[Recorded data]
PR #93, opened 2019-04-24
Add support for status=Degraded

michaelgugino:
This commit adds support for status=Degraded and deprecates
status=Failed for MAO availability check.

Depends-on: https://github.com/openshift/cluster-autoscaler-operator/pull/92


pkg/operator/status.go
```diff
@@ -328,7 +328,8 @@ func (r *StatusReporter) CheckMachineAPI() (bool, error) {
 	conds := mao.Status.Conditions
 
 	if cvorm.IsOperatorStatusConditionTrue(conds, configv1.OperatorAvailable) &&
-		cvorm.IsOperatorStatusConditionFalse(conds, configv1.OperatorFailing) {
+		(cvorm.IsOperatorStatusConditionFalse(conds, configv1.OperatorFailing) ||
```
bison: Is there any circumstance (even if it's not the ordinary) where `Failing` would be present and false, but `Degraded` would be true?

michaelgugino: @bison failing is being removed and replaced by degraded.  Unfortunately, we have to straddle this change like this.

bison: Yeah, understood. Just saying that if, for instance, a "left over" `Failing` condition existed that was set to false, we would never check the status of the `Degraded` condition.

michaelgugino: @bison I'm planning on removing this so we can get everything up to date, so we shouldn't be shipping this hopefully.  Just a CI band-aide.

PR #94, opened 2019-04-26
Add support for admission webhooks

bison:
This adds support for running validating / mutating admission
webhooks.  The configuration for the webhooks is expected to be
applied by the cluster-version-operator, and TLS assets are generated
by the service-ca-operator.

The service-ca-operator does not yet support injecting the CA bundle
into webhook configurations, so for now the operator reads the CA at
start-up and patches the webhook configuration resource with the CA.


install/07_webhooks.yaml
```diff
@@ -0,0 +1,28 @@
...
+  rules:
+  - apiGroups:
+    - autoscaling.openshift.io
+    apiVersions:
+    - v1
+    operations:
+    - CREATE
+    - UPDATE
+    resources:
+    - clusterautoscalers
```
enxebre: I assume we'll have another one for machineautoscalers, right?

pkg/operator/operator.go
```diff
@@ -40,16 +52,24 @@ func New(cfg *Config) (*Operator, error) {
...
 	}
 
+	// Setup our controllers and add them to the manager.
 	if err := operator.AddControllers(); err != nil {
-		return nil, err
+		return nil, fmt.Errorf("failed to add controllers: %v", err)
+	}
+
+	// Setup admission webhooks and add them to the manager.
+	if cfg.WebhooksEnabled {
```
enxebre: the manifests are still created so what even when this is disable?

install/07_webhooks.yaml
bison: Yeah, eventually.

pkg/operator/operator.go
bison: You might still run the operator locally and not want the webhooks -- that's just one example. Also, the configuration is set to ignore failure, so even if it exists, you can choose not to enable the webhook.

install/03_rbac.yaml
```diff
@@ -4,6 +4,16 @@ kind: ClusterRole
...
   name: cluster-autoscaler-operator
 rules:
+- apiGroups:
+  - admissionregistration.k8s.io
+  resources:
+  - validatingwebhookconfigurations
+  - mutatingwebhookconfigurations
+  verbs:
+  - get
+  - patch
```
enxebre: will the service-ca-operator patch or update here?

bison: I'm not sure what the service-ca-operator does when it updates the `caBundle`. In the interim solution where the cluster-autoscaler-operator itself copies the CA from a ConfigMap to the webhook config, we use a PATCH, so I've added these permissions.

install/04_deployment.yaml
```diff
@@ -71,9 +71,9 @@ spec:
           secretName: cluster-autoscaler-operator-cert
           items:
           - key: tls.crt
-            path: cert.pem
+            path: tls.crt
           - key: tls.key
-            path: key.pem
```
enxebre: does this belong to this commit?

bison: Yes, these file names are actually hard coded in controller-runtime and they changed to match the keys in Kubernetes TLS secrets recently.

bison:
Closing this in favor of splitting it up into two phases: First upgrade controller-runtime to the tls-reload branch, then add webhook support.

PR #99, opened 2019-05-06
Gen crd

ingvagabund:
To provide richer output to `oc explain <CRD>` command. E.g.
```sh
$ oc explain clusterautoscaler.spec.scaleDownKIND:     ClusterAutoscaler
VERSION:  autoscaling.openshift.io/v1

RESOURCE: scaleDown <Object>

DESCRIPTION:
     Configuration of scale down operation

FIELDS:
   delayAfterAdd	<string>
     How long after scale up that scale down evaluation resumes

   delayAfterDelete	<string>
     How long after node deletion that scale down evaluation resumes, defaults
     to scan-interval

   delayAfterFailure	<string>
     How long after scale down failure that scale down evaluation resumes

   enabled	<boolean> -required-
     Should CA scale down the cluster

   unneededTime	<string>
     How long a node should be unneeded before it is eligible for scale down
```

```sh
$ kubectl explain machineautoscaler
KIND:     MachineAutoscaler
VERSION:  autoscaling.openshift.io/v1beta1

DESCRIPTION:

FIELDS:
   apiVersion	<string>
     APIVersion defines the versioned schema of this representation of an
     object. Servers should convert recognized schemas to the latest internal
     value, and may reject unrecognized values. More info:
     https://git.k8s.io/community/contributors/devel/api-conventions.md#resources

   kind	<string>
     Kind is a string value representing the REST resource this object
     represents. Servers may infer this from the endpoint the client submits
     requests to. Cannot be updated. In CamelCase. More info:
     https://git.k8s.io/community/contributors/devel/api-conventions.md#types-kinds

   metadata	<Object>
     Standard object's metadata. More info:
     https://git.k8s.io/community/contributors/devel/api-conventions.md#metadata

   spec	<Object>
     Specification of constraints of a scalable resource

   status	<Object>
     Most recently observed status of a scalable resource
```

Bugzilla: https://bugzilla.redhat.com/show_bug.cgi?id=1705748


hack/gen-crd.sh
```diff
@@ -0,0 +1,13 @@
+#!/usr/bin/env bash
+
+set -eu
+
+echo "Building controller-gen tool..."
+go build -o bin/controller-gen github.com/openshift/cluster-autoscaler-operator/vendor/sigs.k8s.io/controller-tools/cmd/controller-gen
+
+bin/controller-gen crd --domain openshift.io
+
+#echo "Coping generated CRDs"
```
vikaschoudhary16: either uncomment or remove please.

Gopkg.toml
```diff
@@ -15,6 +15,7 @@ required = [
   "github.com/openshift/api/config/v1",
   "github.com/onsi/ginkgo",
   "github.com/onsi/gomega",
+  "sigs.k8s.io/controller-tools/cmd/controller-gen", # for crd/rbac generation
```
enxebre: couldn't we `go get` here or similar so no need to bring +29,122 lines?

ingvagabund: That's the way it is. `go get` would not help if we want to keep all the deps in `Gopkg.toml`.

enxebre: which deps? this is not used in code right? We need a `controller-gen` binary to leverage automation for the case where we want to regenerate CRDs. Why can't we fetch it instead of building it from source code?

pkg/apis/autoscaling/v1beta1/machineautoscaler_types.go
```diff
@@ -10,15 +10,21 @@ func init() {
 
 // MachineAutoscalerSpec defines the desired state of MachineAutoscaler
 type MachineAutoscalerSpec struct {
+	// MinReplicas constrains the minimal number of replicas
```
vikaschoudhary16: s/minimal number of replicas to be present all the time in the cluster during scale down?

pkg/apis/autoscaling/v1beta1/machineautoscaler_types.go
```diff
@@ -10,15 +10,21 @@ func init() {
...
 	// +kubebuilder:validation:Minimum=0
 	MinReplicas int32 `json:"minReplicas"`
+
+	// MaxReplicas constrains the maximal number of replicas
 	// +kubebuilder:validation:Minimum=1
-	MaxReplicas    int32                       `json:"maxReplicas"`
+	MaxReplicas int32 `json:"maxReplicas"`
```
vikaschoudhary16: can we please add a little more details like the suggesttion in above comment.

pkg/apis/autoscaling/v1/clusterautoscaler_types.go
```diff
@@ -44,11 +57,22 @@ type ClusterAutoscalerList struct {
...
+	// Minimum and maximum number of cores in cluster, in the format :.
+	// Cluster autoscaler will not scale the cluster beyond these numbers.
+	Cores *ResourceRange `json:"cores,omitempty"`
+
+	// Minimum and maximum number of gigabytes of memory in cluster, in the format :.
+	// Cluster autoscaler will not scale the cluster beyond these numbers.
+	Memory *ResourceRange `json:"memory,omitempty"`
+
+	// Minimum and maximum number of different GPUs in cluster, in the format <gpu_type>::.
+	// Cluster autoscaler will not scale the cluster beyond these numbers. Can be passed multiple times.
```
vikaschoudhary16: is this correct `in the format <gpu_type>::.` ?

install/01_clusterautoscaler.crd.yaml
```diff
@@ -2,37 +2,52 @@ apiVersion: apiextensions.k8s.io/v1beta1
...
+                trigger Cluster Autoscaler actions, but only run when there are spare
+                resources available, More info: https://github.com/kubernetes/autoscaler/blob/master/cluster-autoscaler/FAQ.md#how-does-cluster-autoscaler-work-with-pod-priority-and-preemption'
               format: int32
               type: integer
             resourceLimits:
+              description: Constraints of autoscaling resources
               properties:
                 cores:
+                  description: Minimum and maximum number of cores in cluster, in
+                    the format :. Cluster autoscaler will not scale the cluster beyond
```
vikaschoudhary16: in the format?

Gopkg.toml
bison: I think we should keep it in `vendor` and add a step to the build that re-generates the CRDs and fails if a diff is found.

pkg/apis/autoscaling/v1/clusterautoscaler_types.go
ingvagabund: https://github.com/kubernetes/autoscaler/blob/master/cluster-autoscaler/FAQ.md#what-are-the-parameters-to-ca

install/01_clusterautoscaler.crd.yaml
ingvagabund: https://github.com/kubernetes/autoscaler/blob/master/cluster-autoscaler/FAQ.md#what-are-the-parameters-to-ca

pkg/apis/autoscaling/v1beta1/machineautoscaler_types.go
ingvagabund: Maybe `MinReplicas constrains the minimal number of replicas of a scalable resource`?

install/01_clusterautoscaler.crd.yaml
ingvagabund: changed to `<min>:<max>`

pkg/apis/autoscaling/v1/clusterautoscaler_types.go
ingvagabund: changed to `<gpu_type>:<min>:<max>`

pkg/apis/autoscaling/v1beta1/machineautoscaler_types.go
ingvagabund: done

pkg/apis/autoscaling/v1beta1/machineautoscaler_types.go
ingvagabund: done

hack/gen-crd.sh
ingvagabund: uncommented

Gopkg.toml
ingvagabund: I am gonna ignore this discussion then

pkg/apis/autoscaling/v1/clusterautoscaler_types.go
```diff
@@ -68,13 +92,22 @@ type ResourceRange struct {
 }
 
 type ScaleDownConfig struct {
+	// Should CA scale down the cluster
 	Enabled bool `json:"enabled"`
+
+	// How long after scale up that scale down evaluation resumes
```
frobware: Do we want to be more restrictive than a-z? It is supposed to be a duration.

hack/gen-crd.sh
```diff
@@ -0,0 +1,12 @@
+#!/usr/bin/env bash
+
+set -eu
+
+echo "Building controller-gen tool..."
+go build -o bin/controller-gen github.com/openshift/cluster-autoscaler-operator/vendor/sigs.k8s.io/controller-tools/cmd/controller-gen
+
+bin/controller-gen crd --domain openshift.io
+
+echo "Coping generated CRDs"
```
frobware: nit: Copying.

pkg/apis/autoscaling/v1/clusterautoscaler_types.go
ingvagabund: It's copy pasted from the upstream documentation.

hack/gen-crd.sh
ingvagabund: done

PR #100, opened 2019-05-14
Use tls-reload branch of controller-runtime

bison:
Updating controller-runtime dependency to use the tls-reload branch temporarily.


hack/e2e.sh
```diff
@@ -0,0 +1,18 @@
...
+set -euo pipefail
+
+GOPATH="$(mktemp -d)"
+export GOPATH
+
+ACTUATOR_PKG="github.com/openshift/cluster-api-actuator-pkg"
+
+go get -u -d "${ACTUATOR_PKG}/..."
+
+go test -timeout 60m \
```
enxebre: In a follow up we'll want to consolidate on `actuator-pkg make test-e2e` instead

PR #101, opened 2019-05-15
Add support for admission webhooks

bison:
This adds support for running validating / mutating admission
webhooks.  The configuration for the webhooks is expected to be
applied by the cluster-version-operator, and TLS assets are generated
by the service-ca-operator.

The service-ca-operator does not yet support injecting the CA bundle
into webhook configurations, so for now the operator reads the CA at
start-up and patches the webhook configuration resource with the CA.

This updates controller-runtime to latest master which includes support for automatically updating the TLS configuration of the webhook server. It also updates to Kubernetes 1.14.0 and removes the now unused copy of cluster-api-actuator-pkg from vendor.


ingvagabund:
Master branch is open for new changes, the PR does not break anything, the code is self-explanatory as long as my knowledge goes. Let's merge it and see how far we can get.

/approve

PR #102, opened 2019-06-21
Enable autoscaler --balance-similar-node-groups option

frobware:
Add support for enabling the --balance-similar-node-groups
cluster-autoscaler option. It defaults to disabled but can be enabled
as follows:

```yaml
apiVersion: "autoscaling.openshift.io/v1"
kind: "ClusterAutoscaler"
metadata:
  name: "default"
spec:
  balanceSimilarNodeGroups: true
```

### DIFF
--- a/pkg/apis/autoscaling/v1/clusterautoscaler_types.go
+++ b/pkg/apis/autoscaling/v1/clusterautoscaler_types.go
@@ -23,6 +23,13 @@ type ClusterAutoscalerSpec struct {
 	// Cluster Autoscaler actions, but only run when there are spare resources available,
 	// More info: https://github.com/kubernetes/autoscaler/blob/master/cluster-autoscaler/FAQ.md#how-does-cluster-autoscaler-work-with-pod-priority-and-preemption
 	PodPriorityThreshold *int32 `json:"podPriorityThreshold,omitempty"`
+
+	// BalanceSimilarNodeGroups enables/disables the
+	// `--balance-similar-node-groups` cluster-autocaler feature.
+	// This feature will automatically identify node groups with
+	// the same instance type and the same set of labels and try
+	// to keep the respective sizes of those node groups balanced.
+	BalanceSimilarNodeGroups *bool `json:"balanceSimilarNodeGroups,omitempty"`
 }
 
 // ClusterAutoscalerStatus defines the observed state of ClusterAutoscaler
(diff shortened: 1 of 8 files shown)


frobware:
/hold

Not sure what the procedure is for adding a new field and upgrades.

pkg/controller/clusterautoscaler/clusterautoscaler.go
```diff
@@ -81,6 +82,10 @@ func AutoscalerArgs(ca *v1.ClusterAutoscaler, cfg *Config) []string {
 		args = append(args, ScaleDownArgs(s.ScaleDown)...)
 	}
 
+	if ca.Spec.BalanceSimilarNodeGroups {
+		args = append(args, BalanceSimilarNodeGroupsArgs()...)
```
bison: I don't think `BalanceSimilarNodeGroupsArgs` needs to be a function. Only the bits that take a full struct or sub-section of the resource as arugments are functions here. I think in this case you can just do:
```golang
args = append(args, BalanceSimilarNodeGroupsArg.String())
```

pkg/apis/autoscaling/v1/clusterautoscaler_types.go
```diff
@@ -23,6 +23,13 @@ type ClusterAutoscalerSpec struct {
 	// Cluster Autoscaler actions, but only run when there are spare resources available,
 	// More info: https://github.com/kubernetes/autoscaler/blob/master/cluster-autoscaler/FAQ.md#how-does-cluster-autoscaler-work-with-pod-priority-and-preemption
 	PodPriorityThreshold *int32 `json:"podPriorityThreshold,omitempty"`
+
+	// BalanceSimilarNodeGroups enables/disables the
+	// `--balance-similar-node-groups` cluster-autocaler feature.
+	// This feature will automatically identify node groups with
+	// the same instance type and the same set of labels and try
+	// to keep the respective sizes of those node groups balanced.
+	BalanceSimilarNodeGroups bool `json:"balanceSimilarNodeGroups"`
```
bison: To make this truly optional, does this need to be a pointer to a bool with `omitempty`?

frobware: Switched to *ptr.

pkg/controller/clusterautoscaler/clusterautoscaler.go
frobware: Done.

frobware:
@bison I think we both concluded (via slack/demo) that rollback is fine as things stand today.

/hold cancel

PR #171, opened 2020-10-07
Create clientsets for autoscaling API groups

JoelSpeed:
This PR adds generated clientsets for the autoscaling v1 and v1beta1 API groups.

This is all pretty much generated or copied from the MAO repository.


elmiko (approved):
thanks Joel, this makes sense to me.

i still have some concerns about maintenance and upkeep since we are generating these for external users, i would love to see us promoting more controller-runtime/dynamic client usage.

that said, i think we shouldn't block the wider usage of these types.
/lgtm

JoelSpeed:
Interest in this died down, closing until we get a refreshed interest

**EXERCISE DETAILS**
Look through the entries above and find each line where the word "instead" occurs; copy those lines.

**TASK SOLUTION**
enxebre: which deps? this is not used in code right? We need a `controller-gen` binary to leverage automation for the case where we want to regenerate CRDs. Why can't we fetch it instead of building it from source code?
enxebre: In a follow up we'll want to consolidate on `actuator-pkg make test-e2e` instead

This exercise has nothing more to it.